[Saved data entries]
PR #714, opened 2026-08-14
Rename the built-in SEO module to Crawlers, and grow it into the bot-policy page

mdon:
## Why

Everything the built-in SEO module held was bot policy — the global
noindex/nofollow directive and robots.txt guidance — while its name and card
description promised meta tags, Open Graph and "search optimization" that
never lived there (Open Graph is its own module). Meanwhile actual SEO work
is arriving as the external `phoenix_kit_seo` package, whose natural
`module_key` the built-in was shadowing out of `ModuleRegistry.get_by_key/1`
lookups. The module is renamed to **Crawlers** and extended into the one
place an operator decides who may read the site.

## The rename

`PhoenixKit.Modules.SEO` → `PhoenixKit.Modules.Crawlers`, module key `seo` →
`crawlers`, settings `seo_module_enabled`/`seo_no_index` →
`crawlers_module_enabled`/`crawlers_no_index`, settings page at
`/admin/settings/crawlers`, permission key `crawlers`, layout assign
`:seo_no_index` → `:crawlers_no_index`. A `@deprecated` defdelegate shim
keeps `PhoenixKit.Modules.SEO` callers compiling (deliberately not a
`PhoenixKit.Module`, so it cannot re-enter the registry).

**V170** migrates stored data: settings rows are renamed with a dedupe guard
(the old row's value wins — it is what the running site was honoring), and
roles granted `seo` gain `crawlers`. The old `seo` permission rows are
**kept deliberately**: the ExpectedSchema manifest still lists the V135
`seo` seed as required, so deleting them would set `mix phoenix_kit.repair`
and this migration fighting over the same row. They are inert — no module
registers the key — and their retirement belongs to the next manifest
regeneration. (The migration was V167 during development and was renumbered
after `mdon/main` gained V167–V169 mid-flight; the marker walk-back
procedure in the migration docs covers databases that ran the pre-renumber
version.)

## New on top of the rename

- **Per-bot-group access controls** (`Crawlers.Bots`): search engines / AI
  training scrapers / AI assistants / SEO tool crawlers / web archives, all
  default-allowed. Each bot carries a robots.txt token and separately a
  request-UA fragment — `Google-Extended`/`Applebot-Extended` are
  robots.txt-only opt-outs crawling under the main search UA, so they are
  excluded from UA matching by construction.
- **Generated robots.txt**: the settings page renders the complete file the
  toggles describe, for copy-paste. Core still deliberately does not serve
  the file (host policy; `Plug.Static` answers first).
- **llms.txt** served at the site root and under the kit prefix (same
  reasoning as `/sitemap.xml`): heading from the project title, body from an
  operator-edited setting; 404 while the module is disabled.
- **Search-engine verification metas** (google-site-verification,
  msvalidate.01); pasting the whole `<meta>` tag extracts the content value.
- **`CrawlerMetas` head component** — self-contained settings reads, so it
  works in ANY root layout (most installs render the head in the host app's
  root layout, where core's assigns never arrive; the assign-based noindex
  meta silently reached no page on such installs). Core's two shells use it;
  hosts embed one line. The noindex directive renders whenever set — not
  gated on the module toggle — preserving the long-standing contract pinned
  by `auth_crawlers_no_index_test`.
- **`CrawlerBlocker` plug** — default-off, honestly advisory 403 for
  user-agents of blocked groups, wired into the kit page pipeline and
  documented for host pipelines. Policy-file scopes skip it on purpose.
- **Doctor check "Crawler Visibility"** — warns on noindex ON for a
  production-looking host and on a staging-looking host left indexable.
  Reads settings via direct SQL because the doctor runs in update_mode,
  which short-circuits `PhoenixKit.Settings` reads.

## Review round

An external multi-model review panel was run over the diff with instructions
to refute numbered claims; every finding was reproduced against the running
code before acting. Applied as a result: the three optional string settings
joined `@optional_settings` (first write of an empty value on a missing row
failed validation, half-applying the verification form — reproduced live),
the compat shim, hostname downcasing in the doctor, a narrower `down/1`
module-tag retag, and the noindex-contract fix above. Notable false
positives rejected with evidence: atom/string mismatch in `ua_fragments`
(blocked groups are always atoms), robots.txt stanza separation (present),
and a claimed test failure that predated the component (real — caught and
fixed as the noindex contract).

## Verified

- Full flow on max-dev2.don.ee: rename visible in Modules/settings/sidebar,
  V170 applied (after the documented marker walk-back from the pre-renumber
  167), group toggle → regenerated robots.txt, llms.txt 200/404 by module
  state, GPTBot 403 vs Googlebot 200 with enforcement on, policy files
  fetchable by blocked bots, verification meta in the served head, noindex
  meta + empty sitemap while the directive is on, doctor check reporting
  real state.
- `mix precommit` green (format, credo --strict, dialyzer, JS tests);
  targeted suite 23/0 including the prefixed-schema chain oracle over
  V135..V170; manifest `chain_hash` restamped (`verify.exs --scenario s7,s8`
  not run — the manifest body is unchanged apart from the hash).

## Follow-ups (deliberately out of scope)

- Manifest regeneration: add a `crawlers` permission seed and retire the
  `seo` seed (also removes the kept `seo` rows' one sharp edge: a host
  registering a custom `"seo"` key would find old grants attached).
- `mix phoenix_kit.update` backfill of `<CrawlerMetas.crawler_metas />` into
  existing host root layouts (the favicon precedent).
- `robots_txt_present?` checks `priv/static/robots.txt` relative to CWD —
  pre-existing behavior, wrong under releases; worth a release-aware path.
- llms.txt is `public, max-age=3600`, so a shared cache can serve it up to
  an hour after the module is disabled — same trade-off as the sitemap.

---

*This PR is opened from `mdon:main` and therefore also carries the fork's
pending work that preceded it on the branch: V167 (unique post slugs), V168,
V169, the slug-generation move into core, and the function-component
undeclared-read guard. The Crawlers work is the six commits from `536c1648`
through the `cc6ee34a` merge.*


ddon:
Conflicts with `main` in `lib/phoenix_kit/migrations/expected_schema.ex`.

Cause: this branch was cut before core **2.4.0** landed (PRs #711 + #712, published earlier today). 2.4.0 added V167/V168/V169 to the chain and restamped `@chain_hash` over the now-35-file `v*.ex` set, so any branch carrying its own `expected_schema.ex` edit diverges there.

Leaving the resolution to you rather than guessing at it — a manifest conflict is not one to settle from the outside, and `restamp_chain_hash.exs` deliberately refuses to be the answer when the change could move the schema.

Rebase on `main` (now at 2.4.0) and re-run `mix run dev_docs/squash/restamp_chain_hash.exs` to see whether a restamp is appropriate for your change, per that script's own rule. I'll pick this up on the next sweep.

mdon:
Conflict resolved — mergeable again.

While this PR was open, upstream took **V170** for the notification-collapsing
indexes (#713) and the fork then took **V171** for the shop-slug projections,
so the Crawlers migration renumbered twice and now lands as **V172**. Chain
order after the merge: V170 notifications (upstream) → V171 shop slugs →
V172 Crawlers. Both markers moved with it (up stamps '172', down '171'),
`@current_version` is 172, and the manifest chain_hash is restamped.

Verified: fresh chain into a clean database ends at marker 172 with all three
migrations applied; suite 3581 tests, 0 failures; `mix precommit` passes. A
dev install that had run the Crawlers content under its old number was
repaired by the documented marker walk-back and replay — V172's `up` is
re-runnable by construction, so the replay is a no-op over the applied shape.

**Work to be completed**
Exactly as written, reproduce the lines of the data above from the first line through the line where "the built-in was" appears.

**Completed exercise**
PR #714, opened 2026-08-14
Rename the built-in SEO module to Crawlers, and grow it into the bot-policy page

mdon:
## Why

Everything the built-in SEO module held was bot policy — the global
noindex/nofollow directive and robots.txt guidance — while its name and card
description promised meta tags, Open Graph and "search optimization" that
never lived there (Open Graph is its own module). Meanwhile actual SEO work
is arriving as the external `phoenix_kit_seo` package, whose natural
`module_key` the built-in was shadowing out of `ModuleRegistry.get_by_key/1`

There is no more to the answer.